## Task data

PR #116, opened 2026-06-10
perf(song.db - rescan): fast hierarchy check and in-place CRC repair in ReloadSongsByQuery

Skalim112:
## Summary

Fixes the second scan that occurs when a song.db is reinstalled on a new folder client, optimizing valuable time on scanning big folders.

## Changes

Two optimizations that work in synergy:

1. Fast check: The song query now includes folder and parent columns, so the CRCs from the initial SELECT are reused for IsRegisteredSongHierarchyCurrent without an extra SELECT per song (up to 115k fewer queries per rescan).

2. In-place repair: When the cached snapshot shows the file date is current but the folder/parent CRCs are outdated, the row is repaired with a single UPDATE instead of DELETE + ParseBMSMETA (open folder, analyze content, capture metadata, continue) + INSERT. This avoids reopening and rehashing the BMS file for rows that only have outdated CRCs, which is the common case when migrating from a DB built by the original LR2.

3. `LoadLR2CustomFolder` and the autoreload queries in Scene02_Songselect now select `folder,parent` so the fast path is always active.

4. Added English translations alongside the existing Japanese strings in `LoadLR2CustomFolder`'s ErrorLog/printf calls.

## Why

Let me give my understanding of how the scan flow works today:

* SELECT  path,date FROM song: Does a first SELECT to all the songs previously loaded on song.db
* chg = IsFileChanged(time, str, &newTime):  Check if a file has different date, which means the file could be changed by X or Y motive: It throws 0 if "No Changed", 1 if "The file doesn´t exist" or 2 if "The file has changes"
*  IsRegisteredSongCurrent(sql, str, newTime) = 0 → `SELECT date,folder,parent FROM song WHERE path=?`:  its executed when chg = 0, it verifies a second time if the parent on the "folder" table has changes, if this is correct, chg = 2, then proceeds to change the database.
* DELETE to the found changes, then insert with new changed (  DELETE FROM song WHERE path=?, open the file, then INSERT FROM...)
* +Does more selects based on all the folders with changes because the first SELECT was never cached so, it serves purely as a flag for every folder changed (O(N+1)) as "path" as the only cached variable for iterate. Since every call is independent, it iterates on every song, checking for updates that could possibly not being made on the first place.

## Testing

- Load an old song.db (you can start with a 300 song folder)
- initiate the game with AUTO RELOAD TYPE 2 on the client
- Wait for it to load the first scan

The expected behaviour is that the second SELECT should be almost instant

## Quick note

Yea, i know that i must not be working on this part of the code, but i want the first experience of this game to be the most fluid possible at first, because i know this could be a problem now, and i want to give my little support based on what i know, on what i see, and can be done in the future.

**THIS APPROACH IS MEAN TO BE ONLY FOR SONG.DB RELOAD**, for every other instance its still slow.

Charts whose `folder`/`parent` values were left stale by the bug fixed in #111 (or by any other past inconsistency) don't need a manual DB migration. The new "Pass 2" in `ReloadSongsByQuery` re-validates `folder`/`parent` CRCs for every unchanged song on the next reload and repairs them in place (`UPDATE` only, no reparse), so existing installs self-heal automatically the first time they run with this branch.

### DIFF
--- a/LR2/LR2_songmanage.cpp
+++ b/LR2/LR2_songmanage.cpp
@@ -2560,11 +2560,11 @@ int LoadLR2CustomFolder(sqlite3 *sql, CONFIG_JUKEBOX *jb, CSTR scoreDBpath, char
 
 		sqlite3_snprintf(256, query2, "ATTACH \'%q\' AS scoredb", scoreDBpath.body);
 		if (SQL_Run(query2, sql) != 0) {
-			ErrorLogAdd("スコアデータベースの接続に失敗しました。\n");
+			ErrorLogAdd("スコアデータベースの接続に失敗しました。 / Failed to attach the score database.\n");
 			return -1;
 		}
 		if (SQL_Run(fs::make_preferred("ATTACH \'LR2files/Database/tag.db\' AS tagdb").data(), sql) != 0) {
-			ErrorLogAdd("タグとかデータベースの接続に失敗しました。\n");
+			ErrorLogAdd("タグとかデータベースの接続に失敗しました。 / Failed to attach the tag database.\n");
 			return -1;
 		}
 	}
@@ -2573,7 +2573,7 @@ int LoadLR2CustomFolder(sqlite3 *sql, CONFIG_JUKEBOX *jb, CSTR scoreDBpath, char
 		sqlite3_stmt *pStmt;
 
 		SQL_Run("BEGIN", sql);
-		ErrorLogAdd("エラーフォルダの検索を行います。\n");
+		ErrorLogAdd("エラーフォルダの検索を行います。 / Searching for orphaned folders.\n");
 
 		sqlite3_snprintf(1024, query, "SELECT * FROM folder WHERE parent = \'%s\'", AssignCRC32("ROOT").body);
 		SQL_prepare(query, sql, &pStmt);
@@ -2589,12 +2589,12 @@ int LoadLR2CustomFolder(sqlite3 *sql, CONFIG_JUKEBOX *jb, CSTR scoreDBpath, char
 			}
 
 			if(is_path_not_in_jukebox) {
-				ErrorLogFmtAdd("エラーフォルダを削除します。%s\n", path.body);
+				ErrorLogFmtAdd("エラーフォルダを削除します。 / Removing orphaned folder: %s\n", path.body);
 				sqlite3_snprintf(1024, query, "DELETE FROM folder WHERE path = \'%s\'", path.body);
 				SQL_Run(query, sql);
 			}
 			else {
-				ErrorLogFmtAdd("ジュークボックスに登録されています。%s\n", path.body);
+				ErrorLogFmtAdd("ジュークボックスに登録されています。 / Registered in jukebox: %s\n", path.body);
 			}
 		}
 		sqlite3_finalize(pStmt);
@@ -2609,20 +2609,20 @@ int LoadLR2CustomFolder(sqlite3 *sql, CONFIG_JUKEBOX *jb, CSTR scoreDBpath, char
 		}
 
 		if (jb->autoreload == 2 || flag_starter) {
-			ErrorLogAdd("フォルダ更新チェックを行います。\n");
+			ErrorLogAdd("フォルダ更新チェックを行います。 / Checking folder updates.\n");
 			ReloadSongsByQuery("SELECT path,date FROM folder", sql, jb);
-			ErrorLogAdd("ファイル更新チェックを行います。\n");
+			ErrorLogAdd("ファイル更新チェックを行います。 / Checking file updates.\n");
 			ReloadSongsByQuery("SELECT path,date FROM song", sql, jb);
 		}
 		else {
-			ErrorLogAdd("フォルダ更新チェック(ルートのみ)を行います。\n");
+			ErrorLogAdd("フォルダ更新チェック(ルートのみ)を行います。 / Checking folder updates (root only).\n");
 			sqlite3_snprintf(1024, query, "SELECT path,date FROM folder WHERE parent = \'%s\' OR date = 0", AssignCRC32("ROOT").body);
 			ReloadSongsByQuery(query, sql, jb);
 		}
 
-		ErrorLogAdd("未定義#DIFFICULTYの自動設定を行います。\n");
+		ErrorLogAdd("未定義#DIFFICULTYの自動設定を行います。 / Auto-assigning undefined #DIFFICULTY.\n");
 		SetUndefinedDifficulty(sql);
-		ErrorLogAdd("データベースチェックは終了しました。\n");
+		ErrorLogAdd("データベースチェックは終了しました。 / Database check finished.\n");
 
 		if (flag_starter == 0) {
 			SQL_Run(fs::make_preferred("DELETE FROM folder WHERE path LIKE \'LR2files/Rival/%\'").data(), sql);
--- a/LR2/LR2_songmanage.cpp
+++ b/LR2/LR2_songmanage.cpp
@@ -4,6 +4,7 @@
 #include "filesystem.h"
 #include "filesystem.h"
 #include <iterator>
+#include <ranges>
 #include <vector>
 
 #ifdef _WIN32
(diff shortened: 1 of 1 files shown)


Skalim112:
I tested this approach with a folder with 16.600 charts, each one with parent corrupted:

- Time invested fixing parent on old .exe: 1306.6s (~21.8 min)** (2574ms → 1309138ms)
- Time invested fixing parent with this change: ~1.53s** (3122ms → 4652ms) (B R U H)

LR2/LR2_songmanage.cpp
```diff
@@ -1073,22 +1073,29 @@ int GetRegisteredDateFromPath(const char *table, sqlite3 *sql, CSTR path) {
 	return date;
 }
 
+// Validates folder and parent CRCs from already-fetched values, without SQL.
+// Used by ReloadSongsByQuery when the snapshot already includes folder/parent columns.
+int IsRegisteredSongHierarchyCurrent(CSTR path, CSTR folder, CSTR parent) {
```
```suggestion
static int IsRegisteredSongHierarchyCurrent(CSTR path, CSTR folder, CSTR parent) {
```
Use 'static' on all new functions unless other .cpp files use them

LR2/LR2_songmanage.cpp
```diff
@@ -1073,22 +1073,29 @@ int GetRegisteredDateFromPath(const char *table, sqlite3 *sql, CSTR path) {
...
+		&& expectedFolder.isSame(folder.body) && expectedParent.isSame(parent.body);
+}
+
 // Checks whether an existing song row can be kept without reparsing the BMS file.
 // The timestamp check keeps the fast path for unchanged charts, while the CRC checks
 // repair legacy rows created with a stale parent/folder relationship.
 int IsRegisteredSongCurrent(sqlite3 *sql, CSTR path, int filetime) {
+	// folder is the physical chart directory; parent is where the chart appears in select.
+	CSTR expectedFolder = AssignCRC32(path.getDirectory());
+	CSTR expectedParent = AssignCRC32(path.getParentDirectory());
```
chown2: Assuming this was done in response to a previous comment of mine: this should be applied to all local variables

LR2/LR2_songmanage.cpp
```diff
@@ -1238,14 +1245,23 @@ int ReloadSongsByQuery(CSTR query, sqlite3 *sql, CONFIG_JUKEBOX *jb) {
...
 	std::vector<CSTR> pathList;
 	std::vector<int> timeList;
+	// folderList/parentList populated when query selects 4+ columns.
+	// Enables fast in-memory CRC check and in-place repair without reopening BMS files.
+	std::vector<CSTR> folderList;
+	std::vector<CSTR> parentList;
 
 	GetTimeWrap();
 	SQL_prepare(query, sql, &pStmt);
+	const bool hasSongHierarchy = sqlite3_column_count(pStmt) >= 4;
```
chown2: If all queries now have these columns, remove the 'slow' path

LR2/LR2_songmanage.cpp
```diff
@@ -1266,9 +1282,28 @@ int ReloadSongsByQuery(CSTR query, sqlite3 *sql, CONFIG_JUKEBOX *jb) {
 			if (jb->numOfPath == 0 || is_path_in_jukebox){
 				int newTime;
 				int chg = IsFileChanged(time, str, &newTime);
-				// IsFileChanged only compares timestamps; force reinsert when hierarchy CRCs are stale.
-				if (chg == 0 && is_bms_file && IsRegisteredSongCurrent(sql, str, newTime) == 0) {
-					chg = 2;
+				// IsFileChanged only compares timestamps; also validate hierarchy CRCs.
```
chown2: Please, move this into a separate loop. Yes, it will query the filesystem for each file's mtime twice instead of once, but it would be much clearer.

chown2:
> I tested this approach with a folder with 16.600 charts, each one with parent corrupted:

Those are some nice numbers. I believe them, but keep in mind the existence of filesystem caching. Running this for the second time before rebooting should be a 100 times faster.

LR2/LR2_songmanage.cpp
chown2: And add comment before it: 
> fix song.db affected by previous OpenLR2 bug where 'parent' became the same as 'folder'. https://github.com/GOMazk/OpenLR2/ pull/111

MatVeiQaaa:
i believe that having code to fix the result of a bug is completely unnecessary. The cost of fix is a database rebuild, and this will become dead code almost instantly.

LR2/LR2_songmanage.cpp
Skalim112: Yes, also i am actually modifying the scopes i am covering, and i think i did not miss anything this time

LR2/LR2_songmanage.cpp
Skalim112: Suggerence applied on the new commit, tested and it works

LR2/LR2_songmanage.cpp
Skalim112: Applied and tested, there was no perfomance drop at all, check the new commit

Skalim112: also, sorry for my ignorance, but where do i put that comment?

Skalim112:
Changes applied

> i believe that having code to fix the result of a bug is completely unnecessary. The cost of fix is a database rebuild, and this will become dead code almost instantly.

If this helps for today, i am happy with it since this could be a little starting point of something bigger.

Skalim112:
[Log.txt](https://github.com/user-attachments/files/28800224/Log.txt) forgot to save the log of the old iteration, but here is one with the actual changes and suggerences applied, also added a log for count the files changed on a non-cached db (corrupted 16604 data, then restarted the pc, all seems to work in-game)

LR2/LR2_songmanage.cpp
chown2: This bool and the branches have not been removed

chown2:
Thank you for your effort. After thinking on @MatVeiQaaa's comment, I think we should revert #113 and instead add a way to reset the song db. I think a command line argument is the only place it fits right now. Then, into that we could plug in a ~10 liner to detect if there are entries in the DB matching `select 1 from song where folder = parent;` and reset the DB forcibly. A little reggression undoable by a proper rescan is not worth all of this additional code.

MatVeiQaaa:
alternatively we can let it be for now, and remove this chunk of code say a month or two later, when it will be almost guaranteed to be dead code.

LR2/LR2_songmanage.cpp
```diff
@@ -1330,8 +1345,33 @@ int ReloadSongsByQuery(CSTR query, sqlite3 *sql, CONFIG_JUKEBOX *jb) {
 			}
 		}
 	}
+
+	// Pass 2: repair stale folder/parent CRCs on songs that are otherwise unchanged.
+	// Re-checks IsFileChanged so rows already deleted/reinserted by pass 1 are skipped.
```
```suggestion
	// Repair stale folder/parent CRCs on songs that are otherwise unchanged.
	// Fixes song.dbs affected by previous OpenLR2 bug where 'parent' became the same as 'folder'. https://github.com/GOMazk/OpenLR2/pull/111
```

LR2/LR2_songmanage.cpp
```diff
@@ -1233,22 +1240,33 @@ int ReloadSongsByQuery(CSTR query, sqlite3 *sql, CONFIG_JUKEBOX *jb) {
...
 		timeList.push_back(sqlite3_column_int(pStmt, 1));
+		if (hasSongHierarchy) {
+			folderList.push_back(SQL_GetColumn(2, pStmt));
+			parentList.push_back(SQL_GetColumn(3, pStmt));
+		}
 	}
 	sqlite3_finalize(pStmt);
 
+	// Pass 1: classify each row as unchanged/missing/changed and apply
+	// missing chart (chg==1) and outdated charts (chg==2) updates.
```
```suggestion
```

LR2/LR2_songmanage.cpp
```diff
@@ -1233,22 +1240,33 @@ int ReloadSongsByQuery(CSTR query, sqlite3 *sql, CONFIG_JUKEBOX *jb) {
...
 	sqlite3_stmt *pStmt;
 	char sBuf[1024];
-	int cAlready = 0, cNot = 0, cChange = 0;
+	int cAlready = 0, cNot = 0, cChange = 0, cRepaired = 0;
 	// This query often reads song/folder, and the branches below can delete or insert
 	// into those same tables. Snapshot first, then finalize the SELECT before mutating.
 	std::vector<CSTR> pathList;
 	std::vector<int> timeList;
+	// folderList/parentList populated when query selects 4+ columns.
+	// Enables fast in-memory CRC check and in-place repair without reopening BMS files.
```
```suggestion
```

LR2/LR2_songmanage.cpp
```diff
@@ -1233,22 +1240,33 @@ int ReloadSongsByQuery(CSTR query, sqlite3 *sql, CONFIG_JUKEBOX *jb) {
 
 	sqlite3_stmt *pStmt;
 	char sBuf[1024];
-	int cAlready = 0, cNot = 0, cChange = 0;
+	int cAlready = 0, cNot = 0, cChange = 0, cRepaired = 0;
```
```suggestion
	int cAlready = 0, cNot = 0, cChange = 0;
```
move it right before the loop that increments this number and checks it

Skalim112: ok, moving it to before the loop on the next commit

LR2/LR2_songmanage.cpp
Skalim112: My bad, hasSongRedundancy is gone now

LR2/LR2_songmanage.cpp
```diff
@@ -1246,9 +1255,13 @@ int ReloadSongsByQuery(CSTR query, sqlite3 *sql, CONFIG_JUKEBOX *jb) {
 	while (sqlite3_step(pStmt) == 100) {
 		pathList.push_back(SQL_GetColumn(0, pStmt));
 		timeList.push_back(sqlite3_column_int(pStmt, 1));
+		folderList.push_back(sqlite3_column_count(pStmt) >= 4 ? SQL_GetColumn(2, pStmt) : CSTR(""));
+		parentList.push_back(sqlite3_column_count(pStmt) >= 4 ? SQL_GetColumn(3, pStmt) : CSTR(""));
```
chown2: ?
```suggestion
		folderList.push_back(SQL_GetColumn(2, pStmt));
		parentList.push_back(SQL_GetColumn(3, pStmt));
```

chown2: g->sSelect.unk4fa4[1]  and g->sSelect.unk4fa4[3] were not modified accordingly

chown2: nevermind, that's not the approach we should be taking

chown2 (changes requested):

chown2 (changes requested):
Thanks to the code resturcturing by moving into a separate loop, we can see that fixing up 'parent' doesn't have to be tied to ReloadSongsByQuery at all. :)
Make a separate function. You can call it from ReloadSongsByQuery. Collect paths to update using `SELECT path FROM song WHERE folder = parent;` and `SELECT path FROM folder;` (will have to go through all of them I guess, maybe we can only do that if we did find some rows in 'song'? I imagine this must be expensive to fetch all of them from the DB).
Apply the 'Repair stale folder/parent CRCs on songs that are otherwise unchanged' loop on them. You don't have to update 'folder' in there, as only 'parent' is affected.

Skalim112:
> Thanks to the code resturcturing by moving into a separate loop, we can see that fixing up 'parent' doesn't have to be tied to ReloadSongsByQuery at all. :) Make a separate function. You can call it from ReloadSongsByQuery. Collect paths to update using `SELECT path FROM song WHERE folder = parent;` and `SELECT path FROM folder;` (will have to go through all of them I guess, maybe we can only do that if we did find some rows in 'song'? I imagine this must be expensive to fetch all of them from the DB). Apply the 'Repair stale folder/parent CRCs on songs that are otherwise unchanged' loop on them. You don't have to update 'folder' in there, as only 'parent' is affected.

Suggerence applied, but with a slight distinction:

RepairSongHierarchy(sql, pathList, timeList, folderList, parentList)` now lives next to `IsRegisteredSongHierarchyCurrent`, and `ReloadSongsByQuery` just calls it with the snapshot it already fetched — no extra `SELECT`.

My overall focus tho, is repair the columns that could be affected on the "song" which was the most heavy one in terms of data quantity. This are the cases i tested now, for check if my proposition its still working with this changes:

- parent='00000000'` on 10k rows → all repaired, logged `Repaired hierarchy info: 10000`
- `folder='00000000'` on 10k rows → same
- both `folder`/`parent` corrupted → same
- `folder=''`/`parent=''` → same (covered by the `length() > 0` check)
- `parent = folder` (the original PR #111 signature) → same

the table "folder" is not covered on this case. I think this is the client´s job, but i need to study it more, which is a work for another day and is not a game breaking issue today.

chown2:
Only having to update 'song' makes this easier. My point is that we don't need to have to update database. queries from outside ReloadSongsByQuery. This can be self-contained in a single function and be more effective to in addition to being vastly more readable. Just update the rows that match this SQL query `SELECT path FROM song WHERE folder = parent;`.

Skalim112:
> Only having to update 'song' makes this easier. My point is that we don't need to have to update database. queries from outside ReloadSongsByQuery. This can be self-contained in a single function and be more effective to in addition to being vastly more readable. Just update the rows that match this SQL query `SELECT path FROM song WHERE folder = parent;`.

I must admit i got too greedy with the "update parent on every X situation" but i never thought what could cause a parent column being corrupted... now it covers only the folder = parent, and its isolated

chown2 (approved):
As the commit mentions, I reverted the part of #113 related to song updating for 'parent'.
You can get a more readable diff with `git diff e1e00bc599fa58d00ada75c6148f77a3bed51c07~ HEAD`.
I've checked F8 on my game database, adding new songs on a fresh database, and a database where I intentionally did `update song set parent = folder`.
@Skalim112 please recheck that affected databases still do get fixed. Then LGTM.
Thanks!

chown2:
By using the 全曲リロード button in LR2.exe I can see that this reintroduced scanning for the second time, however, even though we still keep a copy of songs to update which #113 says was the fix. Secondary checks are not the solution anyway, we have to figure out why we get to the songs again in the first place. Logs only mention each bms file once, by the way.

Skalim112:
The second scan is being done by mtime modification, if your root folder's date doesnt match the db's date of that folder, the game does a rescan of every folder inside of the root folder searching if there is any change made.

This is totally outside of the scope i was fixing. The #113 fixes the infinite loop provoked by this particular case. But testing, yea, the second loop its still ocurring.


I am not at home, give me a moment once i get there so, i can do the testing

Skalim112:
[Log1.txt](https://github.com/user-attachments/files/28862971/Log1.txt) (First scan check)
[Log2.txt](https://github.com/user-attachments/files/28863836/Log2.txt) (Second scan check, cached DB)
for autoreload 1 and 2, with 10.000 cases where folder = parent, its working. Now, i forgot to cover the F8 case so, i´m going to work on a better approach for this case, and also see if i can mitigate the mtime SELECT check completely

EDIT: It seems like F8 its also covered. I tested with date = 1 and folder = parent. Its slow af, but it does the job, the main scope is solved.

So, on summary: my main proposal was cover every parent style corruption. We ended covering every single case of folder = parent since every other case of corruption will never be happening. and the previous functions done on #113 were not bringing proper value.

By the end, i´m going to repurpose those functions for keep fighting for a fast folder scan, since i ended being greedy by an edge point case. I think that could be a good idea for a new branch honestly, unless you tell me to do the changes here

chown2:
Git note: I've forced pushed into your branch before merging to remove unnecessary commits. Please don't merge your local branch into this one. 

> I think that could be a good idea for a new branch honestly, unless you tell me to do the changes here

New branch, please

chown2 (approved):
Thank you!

## Description of the task
Every line of the listing that includes the word "almost" forms the answer.

## Answer to the problem
The expected behaviour is that the second SELECT should be almost instant
i believe that having code to fix the result of a bug is completely unnecessary. The cost of fix is a database rebuild, and this will become dead code almost instantly.
> i believe that having code to fix the result of a bug is completely unnecessary. The cost of fix is a database rebuild, and this will become dead code almost instantly.
alternatively we can let it be for now, and remove this chunk of code say a month or two later, when it will be almost guaranteed to be dead code.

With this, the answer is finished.